“Family” caregivers are often considered the unit of care in hospice and palliative medicine, making the grief of caregivers before and after the death – what we term “caregrieving” – a concern to palliative care providers. In comparison to professional caretakers and healthcare providers, family caregivers can experience more intense and protracted grief responses (see Maciejewski et al. JAMA 2007 for normal course of grief and Prigerson et al., 2009 for validated criteria for Prolonged Grief Disorder). Bereavement services for surviving family members have come to constitute an integral part of palliative care. Foulstone et al. (1993) and Roberts & McGilloway (2008) describe how bereavement services in palliative care have evolved from being more of an add-on to an integrated component of continuous care for the family after the patient has died. Some professionals report that offering bereavement support following the loss is positively associated with caregivers’ post-loss adjustment (Yi et al., 2006). By contrast, Grande et al. (2009) found that absence of emotional support is associated with significantly worse bereavement outcomes. To date, evidence for the helpfulness of bereavement services in palliative care remains equivocal.
Hospices have attempted to provide some types of bereavement follow-up or services, but the quality or standardization of the hospice bereavement follow-up has been lacking. Due to the ad hoc nature of many bereavement services, several studies argue that a more evidence-based and theoretical approach is needed to ensure the more uniform delivery of high quality bereavement care (Yi et al., 2006; Roberts & McGilloway, 2008; Donovan et al., 2015).
Most often, bereavement services delivered as part of hospice or palliative care are provided on an individual basis, such as by telephone or counseling, or in a group setting, such as in a memorial service, widow support groups, or family counseling (Yi et al., 2006; Wilkinson et al., 2007). With the development of new approaches to bereavement support, both psychotherapeutically (e.g., in the detection and intervention for those with intense and debilitating prolonged grief reactions) and technologically (e.g., with the availability of online resources for grievers) there will be a need for more rigorous evaluation of the effectiveness of these approaches.
Traditionally, bereavement follow-up is provided to the caregivers following the death of a patient. However, there has been recognition that preparing family caregivers in advance of an impending death of a loved one may ameliorate the post-loss distress and dislocation. It may also be a way to identify caregivers who are at risk for future maladjustment to the loss (McIlfatrick et al. ,2017). Palliative care’s ability to provide continuity of care from pre-to-post loss may help to prepare the caregiver for their loved one’s approaching death and provide a sense that they have not been abandoned or forgotten by the service after the patient dies (see Persson et al., 2008; McIlfatrick et al., 2017, Prigerson, Jacobs, 2001).
The lack of an evidence-based, standardized protocol for screening caregivers at risk of a difficult bereavement adjustment has impeded progress in the delivery of bereavement care (Wilkinson et al., 2007; Donovan et al., 2015). There also is a concern that bereavement interventions not inadvertently inflict psychological harm on the bereaved survivor (Jordan & Neimeyer, 2003). Despite the exponential growth in technological applications in the realm of detection and intervention, hospitals and hospices have done remarkably little to capitalize on the potential usefulness of these technologies for improving bereavement diagnosis, support, resources, and care (see the review of Donovan et al., 2015).

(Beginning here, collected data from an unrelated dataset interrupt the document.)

PR #1269, opened 2019-09-23
Fix match range pattern usage

agaskell:
I was working through the [match example](https://doc.rust-lang.org/rust-by-example/flow_control/match.html) and received this compiler warning:

```
warning: `...` range patterns are deprecated
  --> src/main.rs:12:11
   |
12 |         13...19 => println!("A teen"),
   |           ^^^ help: use `..=` for an inclusive range
   |
   = note: #[warn(ellipsis_inclusive_range_patterns)] on by default
```


marioidival:
@agaskell Thank you

PR #1270, opened 2019-09-24
Rectangle ambiguity

### LINKED ISSUE #1170: After reading the book, RBE's definition of Rectangle in 3.1 is un-intuitive
Disclaimer: This is just feedback on the content from the perspective of a learner, not a "real" bug or issue.

I found quite a bit of advice online recommending "the book", followed by Rust By Example to get your feet wet with understanding rust. The book defines a rectangle in Chapter 5 as a height and width. RBE defines a rectangle as 2 points in space. Then, similar to the book, RBE asks the reader to implement a function that computes the area of a rectangle. It actually took me a bit of googling to figure out how a rectangle could be defined in such a way.

It felt un-intuitive to me to have these two official resources diverge in this way, and came across as confusing to me. (I found myself asking, "Why am I googling the different ways that a Rectangle can be represented in code on a day where I sat down to practice some rust concepts I learned from the book"

### LINKED ISSUE #1194: Activity seems misleading on Custom Types -Structures
> Activity
> Add a function rect_area which calculates the area of a rectangle (try using nested destructuring).

https://github.com/rust-lang/rust-by-example/blob/master/src/custom_types/structs.md

Given the example, I'm not too sure how we should be calculating the area or the rectangle.  

I've made an abridged version of the question/answer:

```
use std::fmt::{self, Formatter, Display};

struct Point {
    x: f32,
    y: f32,
}

struct Rectangle {
    p1: Point,
    p2: Point,
}

impl Display for Point {
    fn fmt(&self, f: &mut Formatter) -> fmt::Result {
        write!(f, "x: {}, y:{}", self.x, self.y)
    }
    
}
impl Display for Rectangle {
    fn fmt(&self, f: &mut Formatter) -> fmt::Result {
        write!(f, "(p1: {}, p2: {})", self.p1, self.p2)
    }
    
}

 fn rect_area(rect: Rectangle) -> f32 {
    // Is this what you were looking for? seems misleading if so
    // (rect.p1.x - rect.p2.x)*(rect.p1.y - rect.p2.y)
 }
fn main() {
    let point: Point = Point { x: 0.3, y: 0.4 };
    let Point { x: my_x, y: my_y } = point;

    let _rectangle = Rectangle {
        p1: Point { x: my_y, y: my_x },
        p2: point,
    };

    println!("{}", _rectangle);
   //println!("{}", rect_area(_rectangle));
}
```

andymac-2:
Multiple users (#1170 and #1194) have identified that the `Rectangle` struct composed of two points is confusing. This particular structure is referenced in two places: the page on boxes, and the page on structs. The fields are renamed to make the structure of the rectangle more obvious.

Fixes #1170 
Fixes #1194


marioidival:
@andymac-2 thank you!

PR #1274, opened 2019-09-30
Add reference to lifetime in structs

illiteratewriter:
Lifetimes were not introduced before structures and therefore 
caused confusion as to the origin of `<'a>`


marioidival:
@illiteratewriter thank you

PR #1277, opened 2019-10-05
Explicit mention of slice range meaning

kishaningithub:
In `&ys[1 .. 4]` i did not understand whether 4 meant the length or the end index. This is to prevent other readers from having the same confusion.


marioidival:
@kishaningithub thank you

PR #1283, opened 2019-10-18
refactor: simplify extracting Result from Option

kaiserd:
Using the ?, the code basically extracted an Option from the Result we just built.
 Just to again wrap it in a Result.
 We can just return the Result.


kaiserd:
It should be added that the current version would be necessary if the
the function signature was

`fn double_first(vec: Vec<&str>) -> Result<Option<i32>, Box<std::error::Error>>`

to coerce the error error type.

marioidival:
@kaiserd

PR #1286, opened 2019-10-28
Use plural in section heading

stomar:
Alternatively, "Create a Library".


marioidival:
Sorry but this chapter is correct using just `Library`.

PR #1301, opened 2019-12-27
eliminate the warnings

bud-adamas:
if there is no `dyn`, there are warnings like this:

>         warning: trait objects without an explicit `dyn` are deprecated
>         --> xxx.rs:5:45
>         |
>         5 | type Result<T> = std::result::Result<T, Box<error::Error>>;
>         |                                             ^^^^^^^^^^^^ help: use `dyn`: `dyn error::Error`
>         |
>         = note: `#[warn(bare_trait_objects)]` on by default
> 
>         warning: trait objects without an explicit `dyn` are deprecated
>         --> xxx.rs:21:32
>         |
>         21 |     fn cause(&self) -> Option<&error::Error> {
>         |                                ^^^^^^^^^^^^ help: use `dyn`: `dyn error::Error`

### DIFF
--- a/src/error/multiple_error_types/boxing_errors.md
+++ b/src/error/multiple_error_types/boxing_errors.md
@@ -13,7 +13,7 @@ use std::error;
 use std::fmt;
 
 // Change the alias to `Box<error::Error>`.
-type Result<T> = std::result::Result<T, Box<error::Error>>;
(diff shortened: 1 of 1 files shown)


marioidival:
@bud-adamas thank you!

There is a need for palliative care services to pay closer attention to the psychological needs of family caregivers, and to “caregrieving,” both while the patient is alive and after the patient has died. We believe attention to the detection of those at risk of significant psychological distress post-loss (e.g., of Prolonged Grief Disorder) and leveraging technology to provide greater support for the needs of bereaved survivors of palliative care patients, will reduce the pain and suffering of palliative “caregrievers.” Efforts of palliative care to support the emotional needs of bereaved caregrievers is needed, as is research to determine the effectiveness of these efforts.